Stored data entries
= Beginning of Section =
PR #1825, opened 2022-11-03
Convert Node to JSON using serde.

Ethnical:
## Motivation

I am currently trying to create a static analyzer and would like to work directly on tree/ast to avoid compiling using solc compiler. 
To help me do that, I created a PR (https://github.com/hyperledger/solang/pull/1055) on `solang-parser` repo to implement serde `Serialization/Deserialization` using the feature  `features = ["pt-serde"]`. 
Thanks to this PR, we can easily Serialize the `Node` type : 
```rust
let x = json!(ethers_solc::resolver::Node::read(&args[1]).unwrap()); // x is now of type serde::Value.
println!("path (PathBuff) => {}", x["path"]);
    println!("Parsing tree without compiling (JSON) => {} ",serde_json::to_string_pretty(&x["data"]).unwrap());
```

So this can help us to work faster on JSON stuff. 
I am new in the Rust Ecosystem, so don't hesitate to tell me if there is something wrong  :) 

## Solution

So the solution to do that was to only add `Serialize, Deserialize` inside the derive over the type needed by `Node`

```rust
pub struct Node {
    /// path of the solidity  file
    path: PathBuf,
    /// content of the solidity file
    source: Source,
    /// parsed data
    data: SolData,
}
```
For example, SolData is now : 

```rust
#[derive(Debug, Deserialize, Serialize)]
#[allow(unused)]
pub struct SolData {
    pub license: Option<SolDataUnit<String>>,
    pub version: Option<SolDataUnit<String>>,
    pub experimental: Option<SolDataUnit<String>>,
    pub imports: Vec<SolDataUnit<SolImport>>,
    pub version_req: Option<VersionReq>,
    pub libraries: Vec<SolLibrary>,
    pub contracts: Vec<SolContract>,
}
```
Also needed to activate the feature inside  the `cargo.toml` of `ethers-solc`. 

```toml
solang-parser = { default-features = false, git = "https://github.com/hyperledger/solang.git", features = ["pt-serde"] }
```
Maybe adding them as a `feature` can save time for the compiling process.

## PR Checklist

-   [ ] Added Tests
-   [ ] Added Documentation
-   [ ] Updated the changelog

### DIFF
--- a/ethers-contract/src/multicall/mod.rs
+++ b/ethers-contract/src/multicall/mod.rs
@@ -29,7 +29,7 @@ pub const MULTICALL_ADDRESS: Address = H160([
 
 /// The chain IDs that [`MULTICALL_ADDRESS`] has been deployed to.
 /// Taken from: https://github.com/mds1/multicall#multicall3-contract-addresses
-pub static MULTICALL_SUPPORTED_CHAIN_IDS: Lazy<[U256; 47]> = Lazy::new(|| {
+pub static MULTICALL_SUPPORTED_CHAIN_IDS: Lazy<[U256; 48]> = Lazy::new(|| {
     use Chain::*;
     [
         U256::from(Mainnet),                  // Mainnet


mattsse (changes requested):
no strong feelings about adding serde derives to the types.

But I think we should hold off on patching the solang-parser dependency, since unrelated.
= End of Section =
What you give back should be only the lines of the records above, starting at the line with "Convert Node to JSON using serde." and ending at the line with "To help me do", restated word for word.

Convert Node to JSON using serde.

Ethnical:
## Motivation

I am currently trying to create a static analyzer and would like to work directly on tree/ast to avoid compiling using solc compiler. 
To help me do that, I created a PR (https://github.com/hyperledger/solang/pull/1055) on `solang-parser` repo to implement serde `Serialization/Deserialization` using the feature  `features = ["pt-serde"]`. 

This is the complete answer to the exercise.